So, removing mark_page_accessed() made the spinlock contention
*worse*.

  36.51%  [kernel]  [k] _raw_spin_unlock_irqrestore
   6.27%  [kernel]  [k] copy_user_generic_string
   3.73%  [kernel]  [k] _raw_spin_unlock_irq
   3.55%  [kernel]  [k] get_page_from_freelist
   1.97%  [kernel]  [k] do_raw_spin_lock  
   1.72%  [kernel]  [k] __block_commit_write.isra.30
   1.44%  [kernel]  [k] __wake_up_bit
   1.41%  [kernel]  [k] shrink_page_list  
   1.24%  [kernel]  [k] __radix_tree_lookup
   1.03%  [kernel]  [k] xfs_log_commit_cil
   0.99%  [kernel]  [k] free_hot_cold_page
   0.96%  [kernel]  [k] end_buffer_async_write
   0.95%  [kernel]  [k] delay_tsc
   0.94%  [kernel]  [k] ___might_sleep
   0.93%  [kernel]  [k] kmem_cache_alloc
   0.90%  [kernel]  [k] unlock_page
   0.82%  [kernel]  [k] kmem_cache_free
   0.74%  [kernel]  [k] up_write
   0.72%  [kernel]  [k] node_dirty_ok
   0.66%  [kernel]  [k] clear_page_dirty_for_io
   0.65%  [kernel]  [k] __mark_inode_dirty
   0.64%  [kernel]  [k] __block_write_begin_int
   0.58%  [kernel]  [k] xfs_inode_item_format
   0.57%  [kernel]  [k] __memset
   0.57%  [kernel]  [k] cancel_dirty_page
   0.56%  [kernel]  [k] down_write
   0.54%  [kernel]  [k] page_evictable
   0.53%  [kernel]  [k] page_mapping
   0.52%  [kernel]  [k] __slab_free
   0.49%  [kernel]  [k] xfs_do_writepage
   0.49%  [kernel]  [k] drop_buffers

-   41.82%    41.82%  [kernel]            [k] _raw_spin_unlock_irqrestore
   - 35.93% ret_from_fork
      - kthread
         - 29.76% kswapd
              shrink_node
              shrink_node_memcg.isra.75
              shrink_inactive_list
              shrink_page_list
              __remove_mapping
              _raw_spin_unlock_irqrestore
         - 7.13% worker_thread
            - process_one_work
               - 4.40% wb_workfn
                    wb_writeback
                    __writeback_inodes_wb
                    writeback_sb_inodes
                    __writeback_single_inode
                    do_writepages
                    xfs_vm_writepages
                    write_cache_pages
                    xfs_do_writepage
               - 2.71% xfs_end_io
                    xfs_destroy_ioend
                    end_buffer_async_write
                    end_page_writeback
                    test_clear_page_writeback
                    _raw_spin_unlock_irqrestore
   + 4.88% __libc_pwrite

The kswapd contention has jumped from 20% to 30% of the CPU time
in the profiles.
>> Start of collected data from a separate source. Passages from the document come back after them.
PR #260, opened 2026-07-08
feat(analyzer): reduce false positive for emoji-zwj-sequence

### LINKED ISSUE #259: Static analyzers flag emoji-zwj-sequence as Prompt Injection
**Version**: v2.3.11, repo HEAD c2d09df019e358d3dc12d980b82c798b87cb9f56, static mode (--no-llm), running via the command line.

**Observation**: scan such as SKILL.md which contains emoji 

**Example**:

1. Part of the content in SKILL.md: 🧑‍⚖️ 
2. The unicode sequence is: **['U+1F9D1', 'U+200D', 'U+2696', 'U+FE0F']**
3. The scan result: `{
      "id": "P2",
      "category": "Prompt Injection",
      "pattern": "Hidden Instructions",
      "severity": "HIGH",
      "confidence": 0.6,
      "location": {
        "file": "SKILL.md",
        "start_line": 147,
        "end_line": null
      },
      "finding": **"\u200d"**}`

**Analyze**:
1. the SKILL.md will match pattern (r"[\u200b\u200c\u200d\u2060\ufeff]", 0.6) in P2_PATTERNS
2. the matched \u200d which is part of emoji-zwj-sequence, (1F9D1 200D 2696 FE0F                        ; RGI_Emoji_ZWJ_Sequence  ; judge) see detail in [https://unicode.org/Public/emoji/16.0/emoji-zwj-sequences.txt](url), which is false positive

badnoodle:
Fixes #259 , check the valid Emoji ZWJ sequences to reduce false positive

### DIFF
--- a/pyproject.toml
+++ b/pyproject.toml
@@ -62,6 +62,7 @@ dev = [
     "build>=1.4.0",
     "twine>=6.2.0",
     "poetry>=2.3.0",
+    "regex>=2026.5.9"
 ]
 
 [project.scripts]
--- a/pyproject.toml
+++ b/pyproject.toml
@@ -46,6 +46,7 @@ dependencies = [
     "boto3>=1.34.0",
     "langsmith>=0.7.30",
     "yara-python>=4.5.0",
+    "regex>=2026.5.9",
 ]
 
 [project.optional-dependencies]
@@ -62,7 +63,6 @@ dev = [
     "build>=1.4.0",
     "twine>=6.2.0",
     "poetry>=2.3.0",
-    "regex>=2026.5.9"
 ]
 
 [project.scripts]
--- a/src/skillspector/nodes/analyzers/common.py
+++ b/src/skillspector/nodes/analyzers/common.py
@@ -319,10 +319,34 @@ def get_source_segment(lines: list[str], lineno: int, end_lineno: int | None) ->
 
 def is_emoji_zwj_sequence(content: str, zwj_idx: int):
 
-    left = content[zwj_idx - 1] if zwj_idx > 0 else ""
-    right = content[zwj_idx + 1] if zwj_idx + 1 < len(content) else ""
+    def _read(idx: int):
+        return content[idx] if 0 <= idx < len(content) else ""
 
-    left_is_emoji = bool(regex.match(r"\p{Extended_Pictographic}", left))
-    right_is_emoji = bool(regex.match(r"\p{Extended_Pictographic}", right))
+    def _check_modifier(cp: str):
+        return 0x1F3FB <= ord(cp) <= 0x1F3FF
 
-    return left_is_emoji and right_is_emoji
+    def _check_selector(cp: str):
+        return ord(cp) in {0xFE0E, 0xFE0F}
+
+    def _check_emoji_base(cp: str):
+        return bool(regex.match(r"\p{Extended_Pictographic}", cp))
+
+    #
+    # Variation Selector (U+FE0F): may occur zero or one time
+    # Emoji_Modifier (U+1F3FB–U+1F3FF)：may occur zero or one time
+    #
+    left = _read(zwj_idx - 1)
+    if _check_modifier(left):
+        left = _read(zwj_idx - 2)
+        if _check_selector(left):
+            left = _read(zwj_idx - 3)
+    elif _check_selector(left):
+        left = _read(zwj_idx - 2)
+
+    if not _check_emoji_base(left):
+        return False
+
+    if _check_emoji_base(_read(zwj_idx + 1)):
+        return True
+
+    return False
--- a/src/skillspector/nodes/analyzers/common.py
+++ b/src/skillspector/nodes/analyzers/common.py
@@ -58,6 +58,7 @@ _CODE_EXAMPLE_INDICATORS: tuple[str, ...] = (
     "// wrong:",
 )
 
+_EMOJI_BASE_PATTERN = regex.compile(r"\p{Extended_Pictographic}")
 
 def is_code_example(context: str) -> bool:
     """Return True when the context appears to be a code example or documentation snippet."""
@@ -317,19 +318,19 @@ def get_source_segment(lines: list[str], lineno: int, end_lineno: int | None) ->
     return "\n".join(lines[start:end])[:200]
 
 
-def is_emoji_zwj_sequence(content: str, zwj_idx: int):
+def is_emoji_zwj_sequence(content: str, zwj_idx: int) -> bool:
 
     def _read(idx: int):
         return content[idx] if 0 <= idx < len(content) else ""
 
     def _check_modifier(cp: str):
-        return 0x1F3FB <= ord(cp) <= 0x1F3FF
+        return 1 == len(cp) and 0x1F3FB <= ord(cp) <= 0x1F3FF
 
     def _check_selector(cp: str):
-        return ord(cp) in {0xFE0E, 0xFE0F}
+        return 1 == len(cp) and ord(cp) in {0xFE0E, 0xFE0F}
 
     def _check_emoji_base(cp: str):
-        return bool(regex.match(r"\p{Extended_Pictographic}", cp))
+        return bool(_EMOJI_BASE_PATTERN.match(cp))
 
     #
     # Variation Selector (U+FE0F): may occur zero or one time
--- a/src/skillspector/nodes/analyzers/common.py
+++ b/src/skillspector/nodes/analyzers/common.py
@@ -20,6 +20,8 @@ from __future__ import annotations
 import ast
 from typing import Any
 
+import regex
+
 from skillspector.models import Finding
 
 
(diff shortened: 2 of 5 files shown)


src/skillspector/nodes/analyzers/common.py
```diff
@@ -313,3 +315,14 @@ def get_source_segment(lines: list[str], lineno: int, end_lineno: int | None) ->
     start = max(0, lineno - 1)
     end = end_lineno or lineno
     return "\n".join(lines[start:end])[:200]
+
```
rng1995, line 319: Blocking: checking only the immediate neighbor misses valid sequences such as `👩🏽‍💻` and `❤️‍🔥`, so they still emit P2. Walk the emoji sequence around ZWJ, including Emoji_Modifier and FE0F, and add tests for these plus a non-emoji ZWJ that must remain detectable.

rng1995 (changes requested):

**Requesting changes.** The emoji carve-out misses common valid ZWJ sequences containing skin-tone modifiers or VS16, and the PR adds no regressions. Handle the full emoji sequence around ZWJ, add representative positive/negative tests, declare `regex` as a direct dependency, and run formatting.

src/skillspector/nodes/analyzers/common.py
badnoodle: 1. add check for emoji_modifier and selector
2. add unit test for new plus for emoji zwj sequenece and normal promt injection test, keep the prompt injection still detectable
3. add regex to  direct dependency

src/skillspector/nodes/analyzers/common.py
```diff
@@ -313,3 +315,38 @@ def get_source_segment(lines: list[str], lineno: int, end_lineno: int | None) ->
...
+
+def is_emoji_zwj_sequence(content: str, zwj_idx: int):
+
+    def _read(idx: int):
+        return content[idx] if 0 <= idx < len(content) else ""
+
+    def _check_modifier(cp: str):
+        return 0x1F3FB <= ord(cp) <= 0x1F3FF
```
rng1995: Blocking: `_read` returns `""` for out-of-range indexes, and `ord("")` raises `TypeError`. Content whose first character is ZWJ (`"\u200dignore..."`, `zwj_idx=0`) crashes here, and since `run_static_patterns` has no exception handling this kills the whole prompt-injection node — one prepended character suppresses all P1-P4 detection. Make `_check_modifier`/`_check_selector` return `False` for empty input and add a test with ZWJ at index 0.

pyproject.toml
```diff
@@ -62,6 +62,7 @@ dev = [
     "build>=1.4.0",
     "twine>=6.2.0",
     "poetry>=2.3.0",
+    "regex>=2026.5.9"
```
rng1995: Blocking (carried over from the previous review): `regex` is imported at module level by runtime code (`common.py`), but it is declared only in the `dev` extras. A production `pip install skillspector` will fail with `ImportError`. Move this to `[project] dependencies`.

src/skillspector/nodes/analyzers/static_patterns_prompt_injection.py
```diff
@@ -156,6 +156,12 @@ def _first_smuggled_tag_offset(content: str) -> int | None:
     return None
 
 
+def _check_emoji_zwj_sequence(content: str, match: re.Match[str]):
+    if 1 != len(match.group(0)) or "\u200d" != content[match.start() : match.end()]:
```
rng1995: Nit: `content[match.start() : match.end()]` is exactly `match.group(0)`, so this condition double-checks the same string. Simplify to `if match.group(0) != "\u200d": return False`, and add a `-> bool` return annotation.

tests/nodes/analyzers/test_static_patterns.py
```diff
@@ -156,6 +156,31 @@ def test_safe_content_no_p1_p2(self):
...
+        judge = "\U0001f9d1\u200d\u2696\ufe0f"
+        zwj_with_selector = "\U0001F575\uFE0F\u200D\u2642\uFE0F"
+        zwj_with_modifier = "\U0001F3C3\u200D\u2640\uFE0F\u200D\u27A1\uFE0F" #🏃‍♀️‍➡️
+        technologist = "as 👩🏽‍💻 and ❤️‍🔥,🏃‍♀️‍➡️,🧑🏿‍🦽‍➡️,🧑🏽‍🚀,👳🏽‍♀️,🕵️‍♀️"
+        state = {
+            "components": ["skill.md"],
+            "file_cache": {"skill.md": f"Supported role emoji: {zwj_with_modifier}, {zwj_with_selector}, {judge} {technologist}."},
+        }
+        findings = static_runner.run_static_patterns(state, [prompt_injection_module])
+        print(findings)
```
rng1995: Nit: leftover debug `print(findings)` — please remove. Also the next test name has a typo (`seuquence`), and `zwj_with_modifier` contains no skin-tone modifier (U+1F3FB-U+1F3FF); it is a VS16 sequence, so rename it or use e.g. `\U0001F469\U0001F3FD\u200D\U0001F4BB`.

rng1995 (changes requested):

**Re-review of head `d2dd3e6`.** The PR carves ZWJ (U+200D) out of the P2 hidden-instruction rule when it joins a valid emoji sequence (fixes #259). The new commit substantially addresses the sequence-handling feedback and adds good test coverage, but one prior blocker remains open and the new code introduces a crash on attacker-controllable input.

| Prior issue | Status |
|---|---|
| Handle full emoji sequence around ZWJ (Emoji_Modifier, FE0F), e.g. 👩🏽‍💻, ❤️‍🔥 | **Resolved** — `is_emoji_zwj_sequence` now walks left past U+1F3FB–U+1F3FF and FE0E/FE0F to the `\p{Extended_Pictographic}` base; tests cover those exact emoji |
| Representative positive/negative tests incl. non-emoji ZWJ staying detectable | **Resolved** — added in `tests/unit/test_patterns.py` and `tests/nodes/analyzers/test_static_patterns.py`, incl. `ignore\u200dall system\u200d\u200dprompt` still yielding P2 |
| Declare `regex` as a direct dependency | **Not resolved** — it was added to the `dev` optional-dependency group in `pyproject.toml`, but `common.py` (runtime code imported by every analyzer) does `import regex` at module level. A plain `pip install skillspector` now fails at import time. Move it to `[project] dependencies` |
| Run formatting | **Not resolved** — leftover debug `print(findings)` in a test, test-name typo `seuquence`, inline-comment style, fullwidth colon in a comment, missing return-type annotations |

### New blockers

1. **Crash on ZWJ near start of file (`src/skillspector/nodes/analyzers/common.py`).** `_read` returns `""` for out-of-range indexes, but `_check_modifier`/`_check_selector` call `ord(cp)` unconditionally, and `ord("")` raises `TypeError`. Reproduced: content starting with `\u200d` (ZWJ at index 0), or a modifier at index 0 followed by ZWJ, crashes `is_emoji_zwj_sequence`. Neither `analyze()` nor `static_runner.run_static_patterns()` catches analyzer exceptions, so a skill file beginning with a ZWJ takes down the entire prompt-injection node — an attacker can prepend one character to suppress all P1–P4 scanning. Guard the empty-string case (e.g. return `False` from the `_check_*` helpers when `cp` is empty) and add a test with ZWJ as the first character of the file.
2. **Runtime `ImportError` in production installs** (same as unresolved prior issue above): `regex` must move from `dev` extras to `[project] dependencies`.

### Non-blocking nits

- `_check_emoji_zwj_sequence`: `content[match.start() : match.end()]` is identical to `match.group(0)`; the condition can simply be `match.group(0) != "\u200d"`. Prefer conventional operand order over Yoda conditions, and add `-> bool` annotations (repo convention).
- `tests/nodes/analyzers/test_static_patterns.py`: remove debug `print(findings)`; fix test-name typo `test_p2_emoji_zwj_seuquence_still_keep_detectable`; `zwj_with_modifier` actually contains no skin-tone modifier (VS16 only) — rename or use a modifier-bearing sequence.
- Consider precompiling the `\p{Extended_Pictographic}` pattern at module level instead of per-character `regex.match` calls.

Once the crash is fixed (with a boundary test) and `regex` is a runtime dependency, this looks mergeable.

**Note for maintainers:** PR #264 fixes the same issue #259 with a stdlib-only carve-out in the same hunk — the two PRs conflict and only one should land.

src/skillspector/nodes/analyzers/common.py
badnoodle: 1. fix the crash problem
2. add new test for the empty input and test passed
3. move the regex to project level
4. non-blocking nits fixed

rng1995 (approved):

**Approved (re-review of head `2482cd8`).** I rechecked every prior issue against the current tree.

- Full Emoji ZWJ recognition now walks across skin-tone modifiers and FE0E/FE0F to an Extended_Pictographic base; representative modifier, selector, multi-ZWJ, and non-emoji cases are covered.
- Bare/non-emoji ZWJ text remains detectable as P2.
- `regex` is now a direct runtime dependency rather than dev-only.
- The start-of-file crash is fixed: modifier/selector checks reject empty reads before calling `ord`, with a ZWJ-at-index-zero regression.
- The pattern is precompiled. Remaining naming, annotation, and comment-style items are non-blocking maintainability nits.

The carve-out is restricted to structurally valid emoji ZWJ boundaries, preserves malicious hidden-character detection, and does not change report schemas.

rng1995:
@badnoodle  - Please address review comments and resolve merge conflicts.

rng1995:
Thank you for the thorough work and tests around legitimate emoji ZWJ sequences. We’re closing this PR as superseded by the implementation now on `main`.

Current `main` already distinguishes safe emoji ZWJ usage from bare or non-emoji zero-width joiners in the prompt-injection analyzer, with regression coverage added through #264 and subsequent hardening. Keeping this separate conflicted implementation would duplicate that logic and add a parallel helper/dependency path.

The reported false-positive case remains covered in the current implementation. Thanks for driving the original issue and for addressing the earlier review feedback.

I can't see how changing what LRU the page is on
will improve the contention problem - at it's sources it's a N:1
problem where the writing process and N kswapd worker threads are
all trying to access the same lock concurrently....

This is not the AIM7 problem we are looking for - what this test
demonstrates is a fundamental page cache scalability issue at the
design level - the mapping->tree_lock is a global serialisation
point....

I'm now going to test Christoph's theory that this is an "overwrite
doing lots of block mapping" issue. More on that to follow.

Cheers,

Dave.
-- 
Dave Chinner
david@fromorbit.com